- Data for this task:
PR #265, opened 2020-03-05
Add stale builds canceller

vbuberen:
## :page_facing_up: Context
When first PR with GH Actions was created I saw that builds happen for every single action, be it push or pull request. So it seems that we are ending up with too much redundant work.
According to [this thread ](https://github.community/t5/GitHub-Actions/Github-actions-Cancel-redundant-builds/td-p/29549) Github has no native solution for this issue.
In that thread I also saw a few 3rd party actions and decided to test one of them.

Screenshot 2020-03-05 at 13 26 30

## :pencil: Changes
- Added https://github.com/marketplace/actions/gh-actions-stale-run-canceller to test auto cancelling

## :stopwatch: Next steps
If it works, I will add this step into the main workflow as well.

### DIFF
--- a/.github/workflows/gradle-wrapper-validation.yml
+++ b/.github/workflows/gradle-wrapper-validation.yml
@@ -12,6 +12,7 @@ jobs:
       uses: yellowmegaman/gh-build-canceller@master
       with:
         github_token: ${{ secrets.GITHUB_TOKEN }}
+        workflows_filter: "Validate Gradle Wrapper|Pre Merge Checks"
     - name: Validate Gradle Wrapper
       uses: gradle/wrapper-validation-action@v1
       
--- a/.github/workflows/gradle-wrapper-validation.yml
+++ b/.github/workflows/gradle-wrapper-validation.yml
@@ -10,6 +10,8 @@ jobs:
* * *
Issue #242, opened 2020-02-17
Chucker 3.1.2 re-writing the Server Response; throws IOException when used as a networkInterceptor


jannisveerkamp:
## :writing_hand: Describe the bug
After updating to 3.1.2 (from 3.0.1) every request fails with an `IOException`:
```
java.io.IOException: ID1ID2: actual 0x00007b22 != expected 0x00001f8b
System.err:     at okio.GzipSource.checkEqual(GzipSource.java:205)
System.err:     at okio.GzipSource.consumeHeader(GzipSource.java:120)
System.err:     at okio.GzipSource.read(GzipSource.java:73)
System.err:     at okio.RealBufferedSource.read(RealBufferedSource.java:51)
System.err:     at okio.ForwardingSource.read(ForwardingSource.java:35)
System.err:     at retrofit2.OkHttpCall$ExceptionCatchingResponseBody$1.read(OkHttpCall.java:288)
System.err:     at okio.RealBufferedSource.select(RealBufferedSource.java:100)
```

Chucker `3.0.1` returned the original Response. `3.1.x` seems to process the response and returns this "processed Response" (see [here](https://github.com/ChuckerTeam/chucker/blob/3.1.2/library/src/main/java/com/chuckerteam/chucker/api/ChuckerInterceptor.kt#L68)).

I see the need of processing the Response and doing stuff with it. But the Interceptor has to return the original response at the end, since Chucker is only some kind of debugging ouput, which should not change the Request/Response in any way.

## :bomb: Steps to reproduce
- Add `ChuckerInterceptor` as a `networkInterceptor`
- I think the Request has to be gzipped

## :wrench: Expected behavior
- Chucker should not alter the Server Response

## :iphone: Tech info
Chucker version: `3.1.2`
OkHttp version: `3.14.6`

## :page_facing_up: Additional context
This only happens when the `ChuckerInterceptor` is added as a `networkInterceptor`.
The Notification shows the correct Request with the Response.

- Work required: Looking at the entries above, can you reproduce exactly the lines from the one that holds "## :iphone: Tech info" through the one that holds "The Notification shows", and only those?

- Written reply:
## :iphone: Tech info
Chucker version: `3.1.2`
OkHttp version: `3.14.6`

## :page_facing_up: Additional context
This only happens when the `ChuckerInterceptor` is added as a `networkInterceptor`.
The Notification shows the correct Request with the Response.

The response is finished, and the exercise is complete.